*WHAT THE EXERCISE ASKS*
Return the listing word for word, as given.

*RECORDS SUPPLIED*

PR #922, opened 2024-03-19
feat: maintain a harvestCount for use later with harvestId

metal-messiah:
Add a counter which increments after every harvest. This will be used in a future effort to curate a unique harvest ID for API paging purposes.
---

### Overview
This PR adds a harvestCount int to the runtime object, which increments every time `_send` is completed.  `_send` is used under the hood by all harvest methods to send data.  The plan for the future will be to concat this harvestCount with the `ptid` and `session` values to create a unique harvest identifier on blob-consumer payloads.

### Related Issue(s)
https://new-relic.atlassian.net/browse/NR-238623
https://new-relic.atlassian.net/browse/NR-238628

### Testing
A new, simple jest test has been added to confirm this behavior.  WDIO test should be added later when implemented in outgoing harvests

### DIFF
--- a/src/common/harvest/harvest.js
+++ b/src/common/harvest/harvest.js
@@ -160,6 +160,9 @@ export class Harvest extends SharedContext {
       }, eventListenerOpts(false))
     }
 
+    const runtime = getRuntime(this.sharedContext.agentIdentifier)
+    runtime.harvestCount++
+
     return result
   }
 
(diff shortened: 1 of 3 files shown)


src/common/harvest/harvest.js
```diff
@@ -160,6 +160,9 @@ export class Harvest extends SharedContext {
       }, eventListenerOpts(false))
     }
 
+    const runtime = getRuntime(this.sharedContext.agentIdentifier)
+    runtime.harvestCount++
```
patrickhousley, line 164: I was going to ask about making this a class private since everything has to come through this module but this makes sense because we dont want this module having to worry about the url/data it is transmitting.

patrickhousley (approved):

PR #938, opened 2024-04-01
chore: Convert browser/spa/api.browser.js

cwli24:
---

### Overview

Total PITA.

### Related Issue(s)

https://new-relic.atlassian.net/browse/NR-138435

### Testing

Way too much.


src/features/spa/aggregate/index.js
```diff
@@ -745,7 +745,7 @@ export class Aggregate extends AggregateBase {
       else smCategory = 'Custom'
       handle(SUPPORTABILITY_METRIC_CHANNEL, [`Spa/Interaction/${smCategory}/Duration/Ms`, Math.max((interaction.root?.end || 0) - (interaction.root?.start || 0), 0)], undefined, FEATURE_NAMES.metrics, baseEE)
 
-      scheduler.scheduleHarvest(0)
+      scheduler?.scheduleHarvest(0)
```
metal-messiah, line 748: If there is a case here where we are trying to trigger a harvest of an IXN and the scheduler doesnt exist, that seems like an issue.  Is this a new finding?

cwli24: I don't think it's a problem in practice, but the way these tests are setup is granular and captures more than the regular flow. Strictly speaking, you just have to emit 'interaction' to the baseEE with a passable object to trigger this function, regardless of the class state.

metal-messiah (approved):

PR #949, opened 2024-04-05
feat: Allow unmasking elements with nr-unmask selectors

metal-messiah:
Add custom masking mechanism to allow unmasking elements with `nr-unmask` class selectors and `data-nr-unmask` data attribute selectors
---

### Overview
This adds a custom handler to override the recorder's decision to mask if the element in question has a relevant `nr-unmask` CSS selector.  This only works in rrweb >=12 so a version bump is required to do this work. This only applies to elements that would have already been masked (ie in the maskText or maskInput selection list).  It will NOT apply unmasking to `password` type inputs.

### Related Issue(s)
https://new-relic.atlassian.net/browse/NR-256256

### Testing
New test cases have been added to validate this behavior


package.json
```diff
@@ -168,7 +168,7 @@
   "dependencies": {
     "core-js": "^3.26.0",
     "fflate": "^0.7.4",
-    "rrweb": "2.0.0-alpha.11",
+    "rrweb": "^2.0.0-alpha.12",
```
patrickhousley, line 171: Having the carat in the version worries me since I think we need to be in sync with the UI, right? Maybe I am wrong.

tests/specs/session-replay/rrweb-configuration.e2e.js
```diff
@@ -58,7 +58,7 @@ describe.withBrowsersMatching(notIE)('RRWeb Configuration', () => {
         .then(() => browser.waitForAgentLoad())
 
       const [{ request: { body } }] = await Promise.all([
-        browser.testHandle.expectBlob(),
+        browser.testHandle.expectBlob(10000),
```
patrickhousley, line 61: Just curious, why are we adding a timeout on these expects when we are not expecting them to fail? The timeout was original added so we could expect a timeout and not have to wait 65 seconds. I guess this is just so we don't have to wait 65 seconds to find out the harvest didn't happen?

patrickhousley (approved):

patrickhousley (approved):
Approved pending tests passing and the comment on the dependency version.

tests/specs/session-replay/rrweb-configuration.e2e.js
metal-messiah: yep exactly, i had some failures earlier when i was building this and this was just added to fail quicker

package.json
metal-messiah: fair point, should probably be more explicit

*ANSWER BOX*
PR #922, opened 2024-03-19
feat: maintain a harvestCount for use later with harvestId

metal-messiah:
Add a counter which increments after every harvest. This will be used in a future effort to curate a unique harvest ID for API paging purposes.
---

### Overview
This PR adds a harvestCount int to the runtime object, which increments every time `_send` is completed.  `_send` is used under the hood by all harvest methods to send data.  The plan for the future will be to concat this harvestCount with the `ptid` and `session` values to create a unique harvest identifier on blob-consumer payloads.

### Related Issue(s)
https://new-relic.atlassian.net/browse/NR-238623
https://new-relic.atlassian.net/browse/NR-238628

### Testing
A new, simple jest test has been added to confirm this behavior.  WDIO test should be added later when implemented in outgoing harvests

### DIFF
--- a/src/common/harvest/harvest.js
+++ b/src/common/harvest/harvest.js
@@ -160,6 +160,9 @@ export class Harvest extends SharedContext {
       }, eventListenerOpts(false))
     }
 
+    const runtime = getRuntime(this.sharedContext.agentIdentifier)
+    runtime.harvestCount++
+
     return result
   }
 
(diff shortened: 1 of 3 files shown)


src/common/harvest/harvest.js
```diff
@@ -160,6 +160,9 @@ export class Harvest extends SharedContext {
       }, eventListenerOpts(false))
     }
 
+    const runtime = getRuntime(this.sharedContext.agentIdentifier)
+    runtime.harvestCount++
```
patrickhousley, line 164: I was going to ask about making this a class private since everything has to come through this module but this makes sense because we dont want this module having to worry about the url/data it is transmitting.

patrickhousley (approved):

PR #938, opened 2024-04-01
chore: Convert browser/spa/api.browser.js

cwli24:
---

### Overview

Total PITA.

### Related Issue(s)

https://new-relic.atlassian.net/browse/NR-138435

### Testing

Way too much.


src/features/spa/aggregate/index.js
```diff
@@ -745,7 +745,7 @@ export class Aggregate extends AggregateBase {
       else smCategory = 'Custom'
       handle(SUPPORTABILITY_METRIC_CHANNEL, [`Spa/Interaction/${smCategory}/Duration/Ms`, Math.max((interaction.root?.end || 0) - (interaction.root?.start || 0), 0)], undefined, FEATURE_NAMES.metrics, baseEE)
 
-      scheduler.scheduleHarvest(0)
+      scheduler?.scheduleHarvest(0)
```
metal-messiah, line 748: If there is a case here where we are trying to trigger a harvest of an IXN and the scheduler doesnt exist, that seems like an issue.  Is this a new finding?

cwli24: I don't think it's a problem in practice, but the way these tests are setup is granular and captures more than the regular flow. Strictly speaking, you just have to emit 'interaction' to the baseEE with a passable object to trigger this function, regardless of the class state.

metal-messiah (approved):

PR #949, opened 2024-04-05
feat: Allow unmasking elements with nr-unmask selectors

metal-messiah:
Add custom masking mechanism to allow unmasking elements with `nr-unmask` class selectors and `data-nr-unmask` data attribute selectors
---

### Overview
This adds a custom handler to override the recorder's decision to mask if the element in question has a relevant `nr-unmask` CSS selector.  This only works in rrweb >=12 so a version bump is required to do this work. This only applies to elements that would have already been masked (ie in the maskText or maskInput selection list).  It will NOT apply unmasking to `password` type inputs.

### Related Issue(s)
https://new-relic.atlassian.net/browse/NR-256256

### Testing
New test cases have been added to validate this behavior


package.json
```diff
@@ -168,7 +168,7 @@
   "dependencies": {
     "core-js": "^3.26.0",
     "fflate": "^0.7.4",
-    "rrweb": "2.0.0-alpha.11",
+    "rrweb": "^2.0.0-alpha.12",
```
patrickhousley, line 171: Having the carat in the version worries me since I think we need to be in sync with the UI, right? Maybe I am wrong.

tests/specs/session-replay/rrweb-configuration.e2e.js
```diff
@@ -58,7 +58,7 @@ describe.withBrowsersMatching(notIE)('RRWeb Configuration', () => {
         .then(() => browser.waitForAgentLoad())
 
       const [{ request: { body } }] = await Promise.all([
-        browser.testHandle.expectBlob(),
+        browser.testHandle.expectBlob(10000),
```
patrickhousley, line 61: Just curious, why are we adding a timeout on these expects when we are not expecting them to fail? The timeout was original added so we could expect a timeout and not have to wait 65 seconds. I guess this is just so we don't have to wait 65 seconds to find out the harvest didn't happen?

patrickhousley (approved):

patrickhousley (approved):
Approved pending tests passing and the comment on the dependency version.

tests/specs/session-replay/rrweb-configuration.e2e.js
metal-messiah: yep exactly, i had some failures earlier when i was building this and this was just added to fail quicker

package.json
metal-messiah: fair point, should probably be more explicit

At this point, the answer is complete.